- Episode no.: Season 4 Episode 7
- Directed by: Garry A. Brown
- Written by: Christian Trokey
- Production code: 4AKJ07
- Original air date: October 6, 2008

Guest appearances
- Jude Ciccolella as Howard Scuderi; Dameon Clarke as Andrew Blauner; James Hiroyuki Liao as Roland Glenn; Shannon Lucio as Trishanne; Leon Russom as General; Cress Williams as Wyatt;

Episode chronology
| ← Previous "Blow Out" | Next → "The Price" |
- Prison Break (season 4)

= Five the Hard Way (Prison Break) =

"Five the Hard Way" is the 64th episode of the American television series Prison Break and was broadcast on October 6, 2008 in the United States on the Fox Network.

==Plot==
The episode starts with T-Bag coming to his senses, tied up in a chair. Gretchen, his captor, asks T-Bag what he knows about Scylla. She proceeds to cut his good arm several times before T-Bag asks how he could be of service to her.

At the warehouse the team finds out that the next card holder is in Las Vegas, Nevada. Lincoln, Sucre, Roland, and Sara proceed to Las Vegas. The foursome tails the card holder in a casino to copy his card. Meanwhile, Sara becomes shaken when she learns from Lincoln that Michael may have a brain aneurysm and could die soon like his mother did. Roland's device fails to pick up any signal, and Lincoln deduces that the card holder is keeping his card in his room. At an outdoor swimming pool, Sara is wearing a string bikini with a transparent dress over it and is sent to hit up the card holder by faking that she was on a stagette party and her friends dared her to get a photo in a whale room. However, the card holder refuses and leaves. The bartender tells her that she "isn't his type" and that the card holder asked if he "liked to party." This leads to the team using Sucre instead, who accepts very reluctantly.

Back in Los Angeles T-Bag's assistant calls Bellick and tells the team that she wants to help and wants money. At the meeting, however, Michael, Mahone, and Bellick walk into a trap created by T-Bag. T-Bag has the girl tie up Bellick, Michael, and Mahone, but Mahone makes a run for it and calls Agent Self.

T-Bag forces Michael to help him decode Whistler's bird book by threatening the life of his assistant with a gun until Michael agrees. Gretchen, staying out of view in another room, notices Bellick has an ankle monitor and tells T-Bag they have to get them off. Michael arranges the pages from the book into a blueprint of the GATE office but secretly hides a page under the table.

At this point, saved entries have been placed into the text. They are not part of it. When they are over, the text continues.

PR #4024, opened 2026-08-22
feat(#3996): add workspace media writes and session provenance

aheritier:
## What and why

Add collision-safe workspace media writes, nested parent creation, MIME-corrected extensions, no-overwrite publication, and cleanup on failure. Persist absolute local workspace provenance across session creation surfaces and resolve it through a bounded parent walk. Relative nesting, MIME correction, collision handling, no overwrite, and partial success are retained. This is production infrastructure, not a test-only change.

Part of docker/docker-agent#3996. Review this PR against its immediate parent, docker/docker-agent#4023, rather than the aggregate stack against `main`.

Publication hard-links a complete sibling temporary file to an unused final name atomically; concurrent destination creation cannot be overwritten. Filesystems without hard-link support fail safely.

## Commit inventory

Head: `8cd7c8d6182ec1a60d9a404268f88887f19c80fa`; parent SHA: `dfca90319859bd683dd1103d48ed43ed043bddd2`.

- `0b7300ac4342355e3d7a3b06d98b336f22091bf9` — feat(#3996): persist absolute WorkingDir provenance at every local creation path
- `a532ba0a62ac42d3a1d853b8fd41991ca865200b` — feat: publish workspace media without replacing existing files
- `71ec85cb5c31543e57e25d29df648c15364ac1c9` — test(#3996): cover atomic-file cleanup after partial writes
- `8cd7c8d6182ec1a60d9a404268f88887f19c80fa` — test(#3996): avoid shadowing the session package in MCP fixtures

## Validation

```sh
go test -v -count=1 ./pkg/atomicfile ./pkg/workspacemedia ./pkg/session -run 'TestWrite|Test.*WorkingDir'
```

Matched top-level tests: `pkg/atomicfile`: **6**; `pkg/session`: **11**; `pkg/workspacemedia`: **21**.

### DIFF
--- a/cmd/root/backend.go
+++ b/cmd/root/backend.go
@@ -214,6 +214,9 @@ func (b *remoteBackend) CreateSession(ctx context.Context, _ *teamloader.LoadRes
 	sessTemplate := session.New(
 		session.WithToolsApproved(req.ToolsApproved),
 		session.WithSafetyPolicy(req.SafetyPolicy),
+		// WorkingDir is intentionally not sent: the client checkout is not the
+		// remote server's workspace. The server establishes its own workspace
+		// provenance for the session it creates (see server.SessionManager).
 	)
 
 	sess, err := client.CreateSession(ctx, sessTemplate)
--- a/cmd/root/flags.go
+++ b/cmd/root/flags.go
@@ -59,12 +59,17 @@ func sessionDBPath(flagValue string) string {
 	return filepath.Join(paths.GetDataDir(), "session.db")
 }
 
-func setupWorkingDirectory(workingDir string) error {
-	if workingDir == "" {
+// setupWorkingDirectory applies a --working-dir override: it chdirs into the
+// directory and stores the absolute path back into runConfig.WorkingDir so
+// downstream consumers (session workspace provenance, toolsets, servers) see
+// an absolute root — after the chdir a relative flag value would otherwise
+// resolve against itself.
+func setupWorkingDirectory(runConfig *config.RuntimeConfig) error {
+	if runConfig.WorkingDir == "" {
 		return nil
 	}
 
-	absWd, err := filepath.Abs(workingDir)
+	absWd, err := filepath.Abs(runConfig.WorkingDir)
 	if err != nil {
 		return fmt.Errorf("invalid working directory: %w", err)
 	}
@@ -79,6 +84,7 @@ func setupWorkingDirectory(workingDir string) error {
 	}
 
 	_ = os.Setenv("PWD", absWd)
+	runConfig.WorkingDir = absWd
 	slog.Debug("Working directory set", "path", absWd)
 
 	return nil
@@ -164,7 +170,7 @@ func addGatewayFlags(cmd *cobra.Command, runConfig *config.RuntimeConfig, loadUs
 			runConfig.Providers = userCfg.GetProviders()
 		}
 
-		return setupWorkingDirectory(runConfig.WorkingDir)
+		return setupWorkingDirectory(runConfig)
 	}
 }
 
--- a/cmd/root/flags_test.go
+++ b/cmd/root/flags_test.go
@@ -409,3 +409,31 @@ func TestEnvFromFileErrorsAbortPreRun(t *testing.T) {
 		assert.Contains(t, err.Error(), "bad.env")
 	})
 }
+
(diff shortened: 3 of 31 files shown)


aheritier (commented):
Reviewed at head `9ffb3af940`. CI is green for this SHA (13/13 check-runs, no failures — `build-and-test`, `windows-tests`, `lint`, both `build-image` arches, CodeQL/Analyze, `license-check`; the three `*push*` jobs are skipped by design). Draft, so no approval — comments only.

The atomicfile work is good and, importantly, load-bearing: I re-ran the package with `go test -overlay` substituting a `write_other.go` that leaks the temp file on error, and both `TestWrite_CleansUpTempFileOnMidWriteFailure` and `…_ExistingDestination` fail. `partialFailReader` gives a deterministic post-partial-write seam (no timing dependence), the assertions check whole-directory emptiness so a leak under any temp name is caught, and `-count=3 -race` is stable. The new tests need no Windows skip (`write_windows.go:29,36` creates and removes the temp in the target directory) and introduce no root-dependent or `0o000` setup.

**[blocking] The title and description don't match the delta.** The three-dot diff against `generated-media-streaming` is 31 files / +1448−65 across four commits and is not test-only: it adds the new `pkg/workspacemedia` package (`writer.go`, 381 lines), the new public `pkg/session/working_dir.go` API (`CaptureLocalWorkingDir`, `ResolveWorkingDir`, `ErrWorkingDirUnavailable`), and behavior changes in 15 production files — including `cmd/root/flags.go` writing the absolutized `--working-dir` back into `RuntimeConfig`, plus MCP/A2A/chatserver/ACP/session-manager/delegation/compactor wiring. The content belongs in this foundations layer, but a `test(#3996):` title and a body that says only "adds regression coverage" hide a new public package and a flag-semantics change from reviewers and from the merge message. Please retitle (`feat(#3996): …`) and describe all three workstreams before marking ready for review.

**[should-fix] `TestWriteCreatesFileWithMode` does not actually pin the chmod (`pkg/atomicfile/atomicfile_test.go:15-38`).** With `write_other.go` reduced to `return atomic.WriteFile(path, r)` (chmod deleted), only `TestWriteOverwritesAndRetightensMode` fails; the create-path test still passes because `os.CreateTemp`'s hard-coded 0o600 inside `natefinch/atomic` happens to equal the asserted mode. The comment at `:15-19` claims the opposite, and calls that would silently regress use other modes: `pkg/selfupdate/selfupdate.go:640` (0o755 — the executable bit) and `pkg/board/store.go:82` (0o644). Asserting 0o640 or 0o755 makes the test load-bearing (and the "umask-derived default" wording should go).

**[should-fix] The rename-error cleanup path is unasserted.** The no-residue guarantee also covers a failing publish-rename, but on POSIX that behavior lives entirely in the dependency (`natefinch/atomic@v1.0.1/atomic.go:29-34`) and on Windows in `write_windows.go:36`; nothing exercises it, so a dependency bump could drop it unnoticed. `pkg/workspacemedia/writer_test.go` has the same gap for `writer.go:177`.

**[optional]** `atomicfile_test.go:1` switches from `package atomicfile_test` to `package atomicfile`, churning the three pre-existing tests and giving up the black-box check, although no new test needs an unexported identifier — unlike `pkg/workspacemedia/writer_test.go:266`, which genuinely needs internal `write`.

**[optional]** The comments at `atomicfile_test.go:15-19, 40-43, 65-67, 76-86` narrate plan/review history ("the plan's restored…", "inadvertently dropped when this file was rewritten") rather than behavior, which future readers can't verify — per AGENTS.md, one terse behavioral line each is enough. The two new tests also drop the `t.Parallel()` the rest of the file uses.

Validation on a throwaway checkout of this head: `go build ./...`, `golangci-lint run` (0 issues), `GOOS=windows go build ./... && go vet`, and `go test -count=1 -race` across all touched packages pass. `pkg/evaluation.TestRunDockerAgentInContainerCancelInterruptsDocker` fails under `-race`, but it fails identically on the base branch — pre-existing, unrelated to the `save.go` change here.

Note for the stack: `pkg/chat/media.go:12` still points at `[DocumentSource.ArtifactPath]`, which does not exist at this head (`pkg/chat/document.go:13` has only `InlineText`/`InlineData`) — flagged on #4023, unchanged here, presumably resolved in the materialization layer.

dgageot (dismissed):

dgageot (approved):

In Las Vegas Sucre is seen walking to the pool deck, removing his shirt, and sitting down with a beer beside the card holder. Sucre is invited by the card holder to his room for a better drink. Once inside the room, Sucre secretly copies the fifth card while discovering that Scuderi's aim was to find a one-time bedmate for his wife and not for himself; this due to impotency caused by a Vietnam War wound in Hue City. Sucre then returns after a long time to the hotel room and tells them that the download was successful. Roland is then asking what happened, and Sucre answers, "It stays in Vegas," while Sucre gives Roland the device.

Mahone, with a GPS and a gun, breaks into the house where Michael and Bellick are supposedly held but only finds the ankle monitors. Mahone notices a paper crane, which is a page with the word GATE. Meanwhile, T-Bag, Gretchen, and their captives arrive at a new hiding spot, where Gretchen lures a GATE employee and kills him for snooping around. At GATE T-Bag takes Michael to the 8 x 10 closet in his old office, where he uses a screwdriver to remove the carpet and the floor tiles, revealing a metal trap door.

As Lincoln and his team are leaving the casino, Roland trails behind and uses the slot machines while holding the device, which allows him to hit jackpot many times. Unfortunately, this is noticed by the casino employees. The casino security confiscates the device (despite Roland telling him it's a battery pack) and kicks him out, much to the team's annoyance. Roland does say that he can make another device in a month.

After opening the trap door, Michael and T-Bag descend a ladder and arrive at a small underground hallway. Michael states that he is no longer helping T-Bag when Mahone jumps out and knocks out T-Bag. Mahone and Michael then throw T-Bag into a cell and leave him there yelling. Walking out from GATE, Mahone, Self, and Michael hear a cell phone nearby. Michael answers the call and realizes that it is Gretchen, still alive and involved.

== Reception ==
IGN gave the episode 9.2 saying that the episode "is a fine example of what can be done with this new series format". IGN also gave the episode the Editor's choice award.